Polystyrene-based nanospheres with controllable microstructures for exceptional solid phase microextraction of organic pollutants

Systematic investigation on the adsorption performance of polystyrene-based nanospheres towards persistent organic pollutants (POPs) is of great importance to the design of high-capacity adsorbent and the toxicological risk assessment of nano plastic. In this study, a series of polystyrene-based nanospheres with controllable mi-crostructures, have been constructed successfully as model adsorbents, by the strategies of emulsion polymeri-zation, hyper-crosslinking and direct carbonization. In the form of Solid phase microextraction (SPME) coatings, the impacts of microstructures on the adsorption performance of constructed nanospheres have been highlighted, by employing benzene series, polycyclic aromatic hydrocarbons (PAHs) and polychlorinated biphenyls (PCBs) as target adsorbates. Moreover, it is surprisingly found that the grafted F atoms make PS demonstrate better enrichment effects towards PCBs than the Cl atoms, mainly due to stronger sigma (sigma)-hole interactions between F atoms and PCBs.
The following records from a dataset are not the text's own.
Issue #5411, opened 2026-06-29
Place home view avatar/header bar at the top of the Graph view


trevor-polidore:
### Description

- Move the avatar bar (with account and integrations info) from the top of the home view to the top of the Graph view. This keeps account and integrations info always available when the Graph view becomes the main view of the GitLens panel
    - Ensure responsive behavior for different layouts & sizing

<img width="548" height="197" alt="Image" src="https://github.com/user-attachments/assets/69f2f63f-6cba-421e-8737-dccff903a0b0" />

nikolay-1986:
**Verification: Passed ✅**

Verified commit 5759802d6 live (built from `main`, fresh instance, Commit Graph open).

- The account + integrations bar (`gl-account-bar`, extracted from `gl-home-header`) renders at the **top of the Graph view, directly above the graph header** — confirmed in the DOM (the bar precedes `gl-graph-header`; the bar occupies the top strip and the header starts immediately below it) and visually via screenshot: the account chip on the left (account/subscription state + Upgrade) and the integrations chip on the right (Connect + provider icons), spanning the full width above the header/search and the graph.
- The bar contains the `gl-account-chip` and `gl-integrations-chip`, wired to the subscription/integrations/ai contexts the Graph app now provides and populates from the host.
- Init is guarded end-to-end (a rejected service or failed subscription can't break the graph) with late-completion/disconnect teardown to avoid leaking host subscriptions, and `show()` is guarded against an unresolved query on both components.

No functional bugs found.

PR #5546, opened 2026-07-23
Adds an inline mode to the Graph header bar for vertically constrained views

### LINKED ISSUE #5449: Add an inline mode to the Graph header bar for vertically constrained views

sergeibbb:
Closes #5449 (sub-issue of #5391; follow-up to #5411)

## Summary

Makes the experimental Graph account header adaptive to vertical space (gated by `gitlens.graph.experimental.homeHeader.enabled`):

- **Bar mode** (unchanged current behavior) — the full-width account/integrations bar above the graph header, when the view has room
- **Inline mode** — when the graph webview is vertically constrained (e.g. docked in the bottom panel), the bar gives up its dedicated row and its chips render as compact buttons in the top right of the existing graph header, next to the Start New menu

### How it works

- Mode is driven by the existing `.graph` ResizeObserver with enter/exit hysteresis (`headerInlineEnterPx = 400` / `headerInlineExitPx = 460`), mirroring the `_autoEffectiveLocation` width pattern — no new observers, no height container queries (deliberately avoided: `container-type: size` containment is a layout-loop risk in the graph's observer ecosystem)
- The chips consume the shared subscription/integrations/AI contexts provided at the `GraphApp` level, which cross the header's shadow boundary — no rewiring; context init remains flag-gated and mode-independent, so constrained-at-startup hydrates correctly
- New opt-in `compact` attribute on `gl-account-chip` (avatar-only) and `gl-integrations-chip` (icons-only), with `aria-label`s preserving the accessible names — default off, Home view untouched
- With no repository open the header row (the inline chips' host) isn't rendered, so the bar stays even when constrained
- Fixes a pre-existing observer lifecycle bug exposed by the feature: `ensureGraphObserved` latched a boolean, so after a sign-out/sign-in cycle the recreated `.graph` element was never re-observed, freezing all size-driven behavior (this also froze the `auto` details location on main). Now identity-tracked with re-observe on element change and reset on disconnect.

### Threshold note for review

400/460px were chosen against typical bottom-panel heights and validated live, but the boundary is a product call — feedback welcome before this graduates from the experimental flag.

## Test plan (live-verified)

- [x] Bar mode at height ≥ exit threshold: full-width bar, no chips in header
- [x] Inline mode at height < enter threshold: bar gone, both chips in header right group, fitting within the viewport
- [x] Hysteresis: no flapping across the 400–460 dead band in either direction
- [x] Constrained-at-startup: chips hydrate live data when the first-ever mode is inline
- [x] Both chip popovers open fully on-screen in a 338px-tall viewport (right-edge aligned)
- [x] Sign-out → sign-in → resize: mode switching keeps working (observer re-attach fix)
- [x] Flag off: no bar, no chips, at any height
- [x] Home view header unaffected (chips non-compact there); bar-mode chips unaffected
- [x] Console clean across mode flips
- [ ] Web (vscode.dev) smoke — no environment-specific code touched, but untested

### DIFF
--- a/src/webviews/apps/plus/graph/graph-app.ts
+++ b/src/webviews/apps/plus/graph/graph-app.ts
@@ -146,6 +146,13 @@ const detailsMaxPct = 80;
 const detailsAutoBottomEnterPx = 820;
 const detailsAutoBottomExitPx = 920;
 
+// Height thresholds (px) for the account bar's inline mode (issue #5449) — below `enter` the bar
+// gives up its own row and its chips move into the graph header's right group; above `exit` it
+// returns to a full-width row. The dead-band between them prevents flicker when the view is
+// dragged across the boundary (e.g. resizing the bottom panel).
+const headerInlineEnterPx = 400;
+const headerInlineExitPx = 460;
+
 const minimapDefaultPx = 40;
 const minimapMaxPct = 40;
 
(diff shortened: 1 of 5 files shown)


sergeibbb:
augment review

sergeibbb:
augment review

In consideration of the most outstanding performance, the F-functionalized nanospheres (xFFNs)-coated SPME fiber is employed for the enrichment of PCBs from water samples, and the enrichment factors range from 1500 to 10030. After coupling the xFFNs-coated fiber with gas chromatography-mass spectrometry (GC-MS), highly sensitive analytical method is developed with detection limits of 0.08-0.89 ng L-1, realizing precise quantifications of trace PCBs in treated sewage samples.

Automated summary

Systematic investigation on the adsorption performance of polystyrene-based nanospheres towards persistent organic pollutants (POPs) is crucial for high-capacity adsorbent design and toxicological risk assessment. In this study, a series of polystyrene-based nanospheres with controllable microstructures were successfully constructed as model adsorbents. It was found that F-functionalized nanospheres (xFFNs) demonstrated better enrichment effects towards PCBs due to stronger sigma (σ)-hole interactions. The xFFNs-coated SPME fiber showed excellent enrichment performance for PCBs, with detection limits of 0.08-0.89 ng L-1 for trace PCB quantification in treated sewage samples.